# What is being asked:
Check each line of the entries. Copy the ones that contain the string "button".
------------
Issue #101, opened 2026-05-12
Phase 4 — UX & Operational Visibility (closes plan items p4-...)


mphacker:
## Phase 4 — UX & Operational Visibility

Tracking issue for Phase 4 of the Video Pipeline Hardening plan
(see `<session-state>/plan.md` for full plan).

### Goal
------------
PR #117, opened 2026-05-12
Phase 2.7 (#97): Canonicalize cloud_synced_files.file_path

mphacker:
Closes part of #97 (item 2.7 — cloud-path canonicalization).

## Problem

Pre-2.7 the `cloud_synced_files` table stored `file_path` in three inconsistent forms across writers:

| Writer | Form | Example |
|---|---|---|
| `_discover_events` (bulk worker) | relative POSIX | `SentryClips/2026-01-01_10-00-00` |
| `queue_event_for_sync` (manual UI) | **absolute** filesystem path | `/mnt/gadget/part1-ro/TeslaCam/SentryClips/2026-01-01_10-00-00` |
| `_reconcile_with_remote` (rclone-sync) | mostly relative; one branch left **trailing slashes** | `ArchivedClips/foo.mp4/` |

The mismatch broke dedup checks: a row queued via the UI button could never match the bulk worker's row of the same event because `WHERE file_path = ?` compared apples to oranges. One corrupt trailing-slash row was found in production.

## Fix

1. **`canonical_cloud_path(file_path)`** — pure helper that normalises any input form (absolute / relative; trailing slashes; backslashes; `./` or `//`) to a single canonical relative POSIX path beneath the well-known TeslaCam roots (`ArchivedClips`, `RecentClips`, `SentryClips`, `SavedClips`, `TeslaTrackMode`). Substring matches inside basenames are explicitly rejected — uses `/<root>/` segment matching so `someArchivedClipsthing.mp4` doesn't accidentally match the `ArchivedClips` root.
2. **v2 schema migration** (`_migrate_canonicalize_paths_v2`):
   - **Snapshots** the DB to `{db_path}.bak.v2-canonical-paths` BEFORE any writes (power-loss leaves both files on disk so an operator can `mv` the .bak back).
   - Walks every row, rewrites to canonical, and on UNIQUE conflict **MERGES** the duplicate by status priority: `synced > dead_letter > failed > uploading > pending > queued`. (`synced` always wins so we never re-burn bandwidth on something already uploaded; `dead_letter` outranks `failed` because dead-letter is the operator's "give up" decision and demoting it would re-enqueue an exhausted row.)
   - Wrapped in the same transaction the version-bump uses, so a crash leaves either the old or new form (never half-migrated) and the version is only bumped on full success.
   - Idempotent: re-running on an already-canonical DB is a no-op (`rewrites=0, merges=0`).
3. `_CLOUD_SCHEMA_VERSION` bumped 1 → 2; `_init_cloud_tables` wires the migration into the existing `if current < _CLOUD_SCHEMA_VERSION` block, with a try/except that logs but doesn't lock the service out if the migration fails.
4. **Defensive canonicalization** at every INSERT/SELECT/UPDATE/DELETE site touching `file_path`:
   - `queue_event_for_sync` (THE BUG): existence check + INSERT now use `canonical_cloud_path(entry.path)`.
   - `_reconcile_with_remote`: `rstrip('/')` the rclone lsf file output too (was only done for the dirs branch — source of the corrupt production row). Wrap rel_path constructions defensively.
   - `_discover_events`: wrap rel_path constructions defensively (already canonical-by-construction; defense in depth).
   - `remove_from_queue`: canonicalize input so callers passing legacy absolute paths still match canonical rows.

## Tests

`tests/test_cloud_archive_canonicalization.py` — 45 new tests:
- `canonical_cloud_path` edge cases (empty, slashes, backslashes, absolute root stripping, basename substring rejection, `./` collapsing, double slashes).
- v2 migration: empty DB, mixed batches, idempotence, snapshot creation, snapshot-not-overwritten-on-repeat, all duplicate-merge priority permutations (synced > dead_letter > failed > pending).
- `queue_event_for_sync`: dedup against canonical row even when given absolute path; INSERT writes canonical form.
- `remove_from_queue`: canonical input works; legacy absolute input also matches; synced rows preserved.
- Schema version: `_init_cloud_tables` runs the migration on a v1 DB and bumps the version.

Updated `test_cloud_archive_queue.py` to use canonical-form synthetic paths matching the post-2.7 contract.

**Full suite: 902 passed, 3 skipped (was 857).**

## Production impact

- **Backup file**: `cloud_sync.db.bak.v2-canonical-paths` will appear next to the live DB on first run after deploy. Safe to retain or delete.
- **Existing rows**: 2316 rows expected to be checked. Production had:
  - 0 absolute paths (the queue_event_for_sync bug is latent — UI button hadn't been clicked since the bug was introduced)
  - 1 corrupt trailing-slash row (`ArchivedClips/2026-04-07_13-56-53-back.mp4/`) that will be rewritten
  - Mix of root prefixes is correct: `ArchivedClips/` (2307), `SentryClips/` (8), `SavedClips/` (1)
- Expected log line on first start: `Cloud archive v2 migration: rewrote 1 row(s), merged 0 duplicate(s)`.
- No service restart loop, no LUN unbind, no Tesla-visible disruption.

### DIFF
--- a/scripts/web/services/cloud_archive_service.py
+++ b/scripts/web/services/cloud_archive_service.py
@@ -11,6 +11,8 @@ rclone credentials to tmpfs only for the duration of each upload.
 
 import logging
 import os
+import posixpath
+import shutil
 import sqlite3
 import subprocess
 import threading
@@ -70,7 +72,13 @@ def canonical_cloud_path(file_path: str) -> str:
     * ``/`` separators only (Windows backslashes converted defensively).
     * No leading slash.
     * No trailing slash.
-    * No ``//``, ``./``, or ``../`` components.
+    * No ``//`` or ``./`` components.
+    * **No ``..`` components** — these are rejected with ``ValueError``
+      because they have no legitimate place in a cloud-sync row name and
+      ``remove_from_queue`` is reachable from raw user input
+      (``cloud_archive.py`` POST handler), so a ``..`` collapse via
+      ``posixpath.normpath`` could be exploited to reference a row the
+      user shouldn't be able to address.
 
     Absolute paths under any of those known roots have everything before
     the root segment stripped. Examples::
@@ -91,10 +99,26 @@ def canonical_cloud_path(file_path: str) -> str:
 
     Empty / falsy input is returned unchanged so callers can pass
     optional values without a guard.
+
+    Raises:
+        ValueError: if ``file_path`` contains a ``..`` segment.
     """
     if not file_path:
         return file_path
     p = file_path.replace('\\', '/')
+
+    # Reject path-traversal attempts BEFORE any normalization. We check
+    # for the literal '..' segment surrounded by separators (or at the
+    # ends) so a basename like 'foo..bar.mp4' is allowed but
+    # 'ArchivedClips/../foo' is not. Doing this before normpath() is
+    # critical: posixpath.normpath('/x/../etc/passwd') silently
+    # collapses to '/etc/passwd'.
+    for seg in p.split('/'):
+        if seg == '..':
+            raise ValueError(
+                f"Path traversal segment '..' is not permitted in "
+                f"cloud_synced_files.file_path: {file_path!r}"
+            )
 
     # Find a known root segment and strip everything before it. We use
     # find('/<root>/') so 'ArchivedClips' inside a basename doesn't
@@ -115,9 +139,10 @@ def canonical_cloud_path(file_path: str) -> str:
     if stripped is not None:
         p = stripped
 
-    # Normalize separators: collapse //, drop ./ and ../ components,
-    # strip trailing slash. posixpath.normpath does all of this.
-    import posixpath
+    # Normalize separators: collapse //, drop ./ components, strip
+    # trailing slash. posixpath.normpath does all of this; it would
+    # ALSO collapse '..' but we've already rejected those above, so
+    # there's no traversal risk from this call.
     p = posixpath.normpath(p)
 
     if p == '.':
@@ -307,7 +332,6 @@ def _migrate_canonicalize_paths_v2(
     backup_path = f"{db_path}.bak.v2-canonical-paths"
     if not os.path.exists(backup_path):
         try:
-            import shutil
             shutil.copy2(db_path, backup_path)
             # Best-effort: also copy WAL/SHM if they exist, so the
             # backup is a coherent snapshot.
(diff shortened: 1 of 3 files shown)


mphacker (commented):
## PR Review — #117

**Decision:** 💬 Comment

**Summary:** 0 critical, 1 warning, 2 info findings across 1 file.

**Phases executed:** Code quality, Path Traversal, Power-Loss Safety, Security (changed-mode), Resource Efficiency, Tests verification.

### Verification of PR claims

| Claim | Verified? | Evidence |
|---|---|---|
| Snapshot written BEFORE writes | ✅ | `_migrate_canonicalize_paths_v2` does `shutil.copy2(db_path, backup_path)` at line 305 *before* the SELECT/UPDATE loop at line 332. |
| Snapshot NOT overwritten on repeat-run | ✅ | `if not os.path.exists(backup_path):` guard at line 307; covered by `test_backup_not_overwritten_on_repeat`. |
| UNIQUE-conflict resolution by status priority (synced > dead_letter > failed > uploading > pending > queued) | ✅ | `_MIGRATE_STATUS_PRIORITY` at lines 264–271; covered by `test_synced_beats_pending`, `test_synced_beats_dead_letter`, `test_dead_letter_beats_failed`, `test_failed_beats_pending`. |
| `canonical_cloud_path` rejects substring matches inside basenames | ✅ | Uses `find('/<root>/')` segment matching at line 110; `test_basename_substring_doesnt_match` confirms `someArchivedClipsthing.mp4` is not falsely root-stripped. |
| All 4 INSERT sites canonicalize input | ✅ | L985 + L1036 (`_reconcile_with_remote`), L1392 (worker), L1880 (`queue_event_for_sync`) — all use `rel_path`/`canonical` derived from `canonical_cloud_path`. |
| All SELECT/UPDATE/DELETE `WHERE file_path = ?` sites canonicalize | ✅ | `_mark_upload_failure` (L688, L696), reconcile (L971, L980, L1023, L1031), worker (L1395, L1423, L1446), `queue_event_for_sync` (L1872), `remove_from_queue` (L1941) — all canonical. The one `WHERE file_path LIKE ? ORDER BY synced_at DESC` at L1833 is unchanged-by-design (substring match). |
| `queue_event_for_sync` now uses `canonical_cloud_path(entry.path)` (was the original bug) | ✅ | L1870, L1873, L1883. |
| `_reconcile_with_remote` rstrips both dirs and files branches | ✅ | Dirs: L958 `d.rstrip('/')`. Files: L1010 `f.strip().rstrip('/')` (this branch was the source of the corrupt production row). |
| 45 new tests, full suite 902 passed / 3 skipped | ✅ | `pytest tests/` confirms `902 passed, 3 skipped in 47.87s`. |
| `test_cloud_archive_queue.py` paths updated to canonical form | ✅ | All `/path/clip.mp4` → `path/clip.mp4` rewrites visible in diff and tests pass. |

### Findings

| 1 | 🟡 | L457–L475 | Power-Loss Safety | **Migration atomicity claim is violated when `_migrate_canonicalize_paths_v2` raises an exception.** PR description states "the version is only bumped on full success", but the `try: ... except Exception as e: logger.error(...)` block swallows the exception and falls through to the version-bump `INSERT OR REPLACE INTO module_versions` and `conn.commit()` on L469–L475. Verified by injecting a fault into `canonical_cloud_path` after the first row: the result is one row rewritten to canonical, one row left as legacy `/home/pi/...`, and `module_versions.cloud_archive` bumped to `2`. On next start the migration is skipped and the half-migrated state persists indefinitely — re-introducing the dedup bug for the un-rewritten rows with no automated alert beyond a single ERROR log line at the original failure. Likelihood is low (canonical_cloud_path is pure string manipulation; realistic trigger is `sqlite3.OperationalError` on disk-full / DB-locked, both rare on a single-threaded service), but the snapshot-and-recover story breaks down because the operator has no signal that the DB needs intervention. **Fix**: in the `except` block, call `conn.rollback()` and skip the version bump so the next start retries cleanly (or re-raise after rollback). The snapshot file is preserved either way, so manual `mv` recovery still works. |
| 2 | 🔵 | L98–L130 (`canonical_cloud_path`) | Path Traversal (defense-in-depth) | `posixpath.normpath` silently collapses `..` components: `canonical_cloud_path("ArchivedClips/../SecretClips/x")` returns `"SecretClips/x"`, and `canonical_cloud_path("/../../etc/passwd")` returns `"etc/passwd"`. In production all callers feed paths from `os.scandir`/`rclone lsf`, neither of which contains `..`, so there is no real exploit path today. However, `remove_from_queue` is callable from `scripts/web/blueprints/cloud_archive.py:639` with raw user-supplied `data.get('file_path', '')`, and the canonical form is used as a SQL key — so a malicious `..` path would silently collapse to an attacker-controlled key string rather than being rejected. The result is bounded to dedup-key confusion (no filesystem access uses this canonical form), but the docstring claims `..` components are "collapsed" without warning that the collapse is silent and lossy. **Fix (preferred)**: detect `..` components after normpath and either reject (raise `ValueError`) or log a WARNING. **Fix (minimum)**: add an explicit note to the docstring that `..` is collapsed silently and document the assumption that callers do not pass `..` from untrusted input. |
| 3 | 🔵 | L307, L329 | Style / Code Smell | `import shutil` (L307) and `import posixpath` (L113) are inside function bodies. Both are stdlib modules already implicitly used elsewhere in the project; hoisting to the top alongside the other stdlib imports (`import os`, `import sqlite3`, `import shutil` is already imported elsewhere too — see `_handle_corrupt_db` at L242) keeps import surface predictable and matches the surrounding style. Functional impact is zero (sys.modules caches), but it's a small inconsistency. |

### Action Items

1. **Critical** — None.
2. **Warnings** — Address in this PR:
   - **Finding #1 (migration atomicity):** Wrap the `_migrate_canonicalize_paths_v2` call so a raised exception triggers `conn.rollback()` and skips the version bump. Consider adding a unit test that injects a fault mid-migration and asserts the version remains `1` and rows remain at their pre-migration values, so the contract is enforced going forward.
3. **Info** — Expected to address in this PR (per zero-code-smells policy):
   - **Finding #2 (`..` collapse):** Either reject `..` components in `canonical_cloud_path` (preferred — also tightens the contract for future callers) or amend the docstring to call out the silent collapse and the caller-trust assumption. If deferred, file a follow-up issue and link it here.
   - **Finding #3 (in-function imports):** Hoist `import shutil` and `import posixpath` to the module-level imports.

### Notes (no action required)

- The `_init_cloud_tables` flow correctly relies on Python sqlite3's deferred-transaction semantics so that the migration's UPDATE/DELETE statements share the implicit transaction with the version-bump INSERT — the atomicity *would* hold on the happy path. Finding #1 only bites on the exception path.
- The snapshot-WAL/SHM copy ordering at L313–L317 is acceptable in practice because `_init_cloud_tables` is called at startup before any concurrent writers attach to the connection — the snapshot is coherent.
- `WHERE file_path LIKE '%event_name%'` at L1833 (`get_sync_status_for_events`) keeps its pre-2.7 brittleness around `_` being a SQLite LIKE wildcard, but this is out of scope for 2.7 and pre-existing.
------------
# Result:
The mismatch broke dedup checks: a row queued via the UI button could never match the bulk worker's row of the same event because `WHERE file_path = ?` compared apples to oranges. One corrupt trailing-slash row was found in production.
  - 0 absolute paths (the queue_event_for_sync bug is latent — UI button hadn't been clicked since the bug was introduced)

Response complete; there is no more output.